PR #925, opened 2023-01-04
Deadline overlay UI improvements

dmorlitz:
Made improvements to the deadline overlay by making it non-breaking to avoid line wraps and increased the right margin to avoid falling off of the screen.

Still may need some work to guarantee all cases - but it solved all of the browsers and devices I tested.


munen:
Hi @dmorlitz 

Wow, that was a quick fix(;

The change is a solid improvement! I found an cases when having both overlays (clock time and deadline) enabled where one can be moved off the screen:

image

But it's certainly an edge case. No reason not to merge.

Thank you for the good work! :pray:

PR #997, opened 2024-11-09
chore: Some tests while upgrading

munen:
@schoettl I tried to work off your PR and maybe get to the next step. There's a lot of upgrading at the same time, though^^

Some things I did:

- Follow the advise in: https://github.com/facebook/create-react-app/issues/12354#issuecomment-1603145990 by working off [this tutorial](https://dev.to/henriquejensen/migrating-from-create-react-app-to-vite-a-quick-and-easy-guide-5e72).
  - Result: I reverted back. After some work, I got organice to 'run' with Vite. However, it was only a white screen. So I reverted.
- I kind of followed your lead by going back to the latest react-scripts@4 and eslint@7. But then I still had to do some things to get `yarn start` to run:
  - Pin `babel/core`. Otherwise a transient dependency of react-scripts will complain.
  - Install `sass`. I see you removed `node-sass`, but we still need some sass compilation.
- Revert the upgrade of date-fns. I'm generally in favor of the upgrade, but there was more to change and I wasn't able to. There's some 'chaining' happening which would require new babel plugins. I tried, but failed. So I opted for the revert.

Now, `yarn start` kind of works. I see no error in the console and I can use organice. But there's still a lot of work left. For example there's an error in `yarn test` and `yarn build` won't work at all.

I'll leave my changes in this PR in case you want to use them.


munen:
Made obsolete by https://github.com/200ok-ch/organice/pull/1000 and https://github.com/200ok-ch/organice/pull/1014

PR #998, opened 2024-11-09
feat: Upgrade node to 16.20.2

munen:
Since https://github.com/200ok-ch/organice/pull/993 is proving to be a pretty big PR, I thought I'll try how far we can go without having to 'change all the things'. We can at least go up four major versions.

Node v16.20.2 has been released on 2023-08-08. It's not an LTS release, but it's also not super old. I'd like to see it as a pragmatic interim upgrade.

I'm not saying we shouldn't do more upgrades. I'm just trying to help out in the original task. My hope is that it'll get easier if we do it step by step.

@schoettl  What do you think?


schoettl (approved):
Seems like a good step forward. On my system, `yarn install` hangs at 0/2132 when starting with clean node environment (node version 20.15.1 though). But that's probably a NixOS problem and shouldn't keep you from merging.

munen:
Let's hope it's a nix, yarn version or node version thing. If it persists, I'm happy to do a pairing session on it.

PR #1013, opened 2025-04-04
fix(1006): Creating a static /manifest.json

### LINKED ISSUE #1006: When self-hosted, manifest is missing when installing PWA on iOS
**Describe the bug**

When on iOS, PWA doesn't work properly on self-hosted Organice - that is, built and served from my own nginx, or `bin/entrypoint.sh`. (Not tested on Android yet.)

This problem goes away if:

- I use https://organice.200ok.ch instead of my self-hosted installation.
- I manually copy https://organice.200ok.ch/manifest.json to my installation's web root.

In digging a little: `index.html` contains `/manifest.json` [here](https://github.com/200ok-ch/organice/blob/e3cf1c59cb467ae0168b78eb2c49bc8aed8f0136/public/index.html#L24) as the manifest the PWA needs - but this `manifest.json` isn't present anywhere in the repository or build.

However, the script in `index.html` then rewrites this manifest's href to that of a JSON blob created in the script. If I use a desktop browser, the manifest then seems to be visible, e.g. if I go to Developer Tools, Application, & Manifest, the proper JSON is visible.

Does iOS refuse to run the script when installing as a PWA, or something like that? I suspect someone was aware of this, which is why https://organice.200ok.ch/manifest.json exists.

**To Reproduce**

1. Set up Organice to be self-hosted, e.g. with nginx.
2. Follow the iOS instructions at https://organice.200ok.ch/documentation.html#installation - using the URL of the self-hosted Organice, not https://organice.200ok.ch.
3. Press the icon just created on the home screen.

Organice will just open as a tab in the default browser - not as a PWA. iOS appears to be treating it just as a bookmark.

**Expected behavior**
It's expected that Organice opens as a PWA - not just a Safari tab/bookmark.

**Screenshots**
N/A

N/A

 - Device: iPhone 11
 - OS: iOS 18.1.1
 - Browser: Safari

munen:
Closes #1006 

Originally, I think we created it dynamically, because we thought the `start_url` has to be dynamic for the self hosting. However, according to current [MDN](https://developer.mozilla.org/en-US/docs/Web/Progressive_web_apps/Manifest/Reference/start_url#start_url) this is not the case (anymore). So I think, we can go the easy route and just use a static file for every host.

For reference, here's the original implementation: https://github.com/200ok-ch/organice/pull/781

I tested this on Staging and it also looks OK to me in the dev tools:

image

@tbruckmaier As the original author, is it OK for you if we change the implementation as proposed in this PR?

### DIFF
--- a/public/index.html
+++ b/public/index.html
@@ -37,42 +37,5 @@
       </div>
     </noscript>
     <div id="root"></div>
-    <script>
-     var {pathname} = window.location;
-
-     const absoluteUrl = function(path) {
-        return new URL(path, document.baseURI).href;
-     };
-
-     var manifest = {
-         "short_name": "organice",
-         "name": "organice",
-         "icons": [
-             {
-                 "src": absoluteUrl("organice-512x512.png"),
-                 "sizes": "512x512",
-                 "type": "image/png"
-             },
-             {
-                 "src": absoluteUrl("organice-192x192.png"),
-                 "sizes": "192x192",
-                 "type": "image/png"
-             },
-             {
-                 "src": absoluteUrl("favicon.ico"),
-                 "sizes": "64x64 32x32 24x24 16x16",
-                 "type": "image/x-icon"
-             }
-         ],
-         "start_url": absoluteUrl(pathname || "/index.html"),
-         "display": "standalone",
-         "theme_color": "#000000",
-         "background_color": "#ffffff"
-     }
-
-     const manifestBlob = new Blob([JSON.stringify(manifest)], {type: 'application/json'});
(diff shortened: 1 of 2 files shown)


tbruckmaier:
Hi @munen , I have not used organice for quite some time, so I cannot really evaluate this CR. The original issue #779 complained about the dynamic manifest though, so a static one should probably be fine. Best of luck with your project!

munen:
@tbruckmaier Thank you for your fast response :pray: 

All the best in your productivity journey :muscle:

PR #1014, opened 2025-04-11
chore: Switch from CRA to parcel

munen:
We've used Create React App as the main build tool which abstracted stuff like Babel config away from us. In a recent release, we upgraded from CRA v3 to v4 so we were able to upgrade some other dependencies. However, CRA is EOL: https://react.dev/blog/2025/02/14/sunsetting-create-react-app

There are *many* options given in the EOL announcement on how to continue. In this PR, I'm going with one of the ways that seems both easiest and at the same time less tightly coupled than others. I'm going with [parcel](https://github.com/parcel-bundler/parcel) which has the claim "The zero configuration build tool for the web. 📦🚀"

Here's the upstream migration guide that I followed: https://parceljs.org/migration/cra/

On top of that, we need some further adjustments to keep all functionality.


munen:
@schoettl I did spend half a day moving off the EOL Create React App which was an integral part of building organice. Next to the issue of CRA being EOL, when we upgraded from CRA v3 to v4, this created the bug that *no* updates would reach the user. On my iPhone, I still have the version of November. It didn't help to aggressively try with restarts and deleting the cache, even.

If you want, you can walk through this PR. There's some docs in the WIKI and changelog. Also the commits are pretty much semantic. Walking through is optional. If you don't have time, we can merge as is. 

I did some testing locally and on Staging. The one bit of bad news is that I had to delete my bookmark on the iPhone and 're-install' to get the new version. CRA v3 had such incompatible caching which I could not get rid of, unfortunately. To have a second test, I have also already deployed this PR to prod.

The good news is that the new caching seems to be a lot smarter, updates work fast and I can even see icons in offline mode, now(; Also other good news (see wiki and changelog for more info).

schoettl:
Wow, this is a great step towards the future! I could yarn test start and build on my system. Looks good to me.

Thank you for your efforts @munen!

munen:
@schoettl Wow, that was a fast response and action taken, kudos :rocket: 

And thank you for the kind words :pray:

PR #1018, opened 2025-05-06
fix: Resolved issue where search input field could scroll off-screen

munen:
- The search input in popups (like Search, Task List) will no longer attempt to automatically focus on iOS. This prevents the field from being pushed out of view by the virtual keyboard. iOS users will now need to tap the input to activate it.
- On non-iOS platforms, the search input will now auto-focus with a slight delay to improve usability.


munen:
Note: Cannot manually regression test right now, because Dropbox has login issues (infinite spinner after entering the password).

munen:
Tested :+1:

PR #1025, opened 2025-05-24
feat: Add long-press to duplicate header and enhance visual feedback

### LINKED ISSUE #894: copy/duplicate header
I'm trying again to use organice in our company for production planning using orgmode exporter ox-taskjuggler.el to generate Gantt and resource diagrams. New orders are automatically added to the org file and we can use organice to manage the file.

grafik

For this, I need a method to "split" an order if it is produced in two batches.

I'm thinking of a "duplicate" or "copy" button in the header toolbar. This way, the task (=header) is duplicated with same order number and customer information and I can sort the copies as sub tasks into different production batches.

Do you think this duplicate function would be general useful? Or can it be combined with the "+" button somehow? Long-press (hidden functionality)?

I think adding a dedicated "copy" icon to the toolbar may be best.

munen:
Closes #894 

Implements a long-press gesture on the plus icon within the
HeaderActionDrawer to duplicate the current header and its entire
subtree. This provides a quick alternative to manually recreating
similar header structures.

There's visual feedback for long-press interactions, too.

@schoettl It's taken a *loong* time, but I finally got around to your feature request. What do you say, can we use it like this?

NB: I would have liked to go with vibration feedback on mobile, but it never worked on my phone, so I went with a bit of clumsy visual feedback(;

### DIFF
--- a/changelog.org
+++ b/changelog.org
@@ -8,6 +8,19 @@ All user visible changes to organice will be documented in this file.
 When there are updates to the changelog, you will be notified and see a 'gift' icon appear on the top right corner.
 
 * [2025-05-24 Sat]
+
+** Added
+*** Duplicate header via long-press on '+' icon
+
+- Long-pressing the '+' icon in the header action drawer now
+  duplicates the current header and its entire subtree.
+- Visual feedback for the long-press interaction has been
+  significantly enhanced with larger surrounding shadows for better
+  visibility, especially on touch devices.
+- Short-press on the '+' icon continues to add a new, empty header.
+
+PR: https://github.com/200ok-ch/organice/pull/1025
+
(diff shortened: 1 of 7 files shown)


schoettl:
Nice, I had this feature request in mind for a long time. Thanks for picking this up!

I ran into a bug when duplicating a headline which has a single sub headline.

grafik

grafik

Can you reproduce?

munen:
I'll merge it and if there's something to be changed, let's do in another PR :+1:

schoettl:
I was just testing in this moment :) Looks good to me!

munen:
Sweet, thank you very much and kind greetings :wave: :hugs:

Issue #1011, opened 2025-03-27
TODO -> DONE on repeating tasks is sometimes logged into the wrong heading


schoettl:
**Describe the bug**
For headings with a repeating SCHEDULED timestamp like `<2025-03-27 .+1w>`, swiping it to DONE is logged in the wrong `:LOGBOOK:` drawer when the swiped heading is not selected/focused.

**To Reproduce**

1. Create two headings
2. Set a repeating timestamp for the first
3. Select the second heading
4. Swipe the first heading to DONE
5. Check out the log notes `- State "DONE" from "TODO" [<timestamp>]`

**Expected behavior**
The TODO->DONE should be logged to the swiped heading, not to the selected heading.

**Additional context**

- Is it also the case for the setting "Tap TODO to advance state"?
- Is it also the case for the setting "Log into LOGBOOK drawer when item repeats"?

Loosely related to #984.

PR #1029, opened 2025-06-01
fix: repeater state changes will now be filed to the correct header

vHugoObject:
Fixes: #1011 and #750 

I found this error when I added a headline to the end of `various_todos` fixtures, right after the "Repeating task" header. I was adding new Todos as I am going to rewrite #984. Adding a new header caused the 'should advance repeating task' test to fail. It failed at the line where it asserted the `logNotes` of the entry with a repeater had changed. I was able to trace this error to addNoteGeneric where I noticed `headerId` was undefined as `state.get('selectedHeaderId')` returned undefined. However, this would never cause `addNoteGeneric` to fail since `headerId` is passed to `indexOfHeaderWithId`, which relies on `findIndex`. `findIndex` returns -1 whenever it can find an element that satisfies your testing function. That is the reason `updatePlanningItemsWithRepeaters` appeared to work correctly. That is also why the 'should advance repeating task' test would fail whenever a header was added to `various_todos`.  To fix this, I added two more headers to `various_todos`. Then, I revised 'should advance repeating task' , 'should advance repeating task again' and 'should advance active timestamp with repeater in header'. Finally, I made sure to select the header that was being edited in `updatePlanningItemsWithRepeaters`.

## Instructions for the task
The answer must consist of every line in the records above that contains the word "having".

## Output of the exercise
The change is a solid improvement! I found an cases when having both overlays (clock time and deadline) enabled where one can be moved off the screen:
Since https://github.com/200ok-ch/organice/pull/993 is proving to be a pretty big PR, I thought I'll try how far we can go without having to 'change all the things'. We can at least go up four major versions.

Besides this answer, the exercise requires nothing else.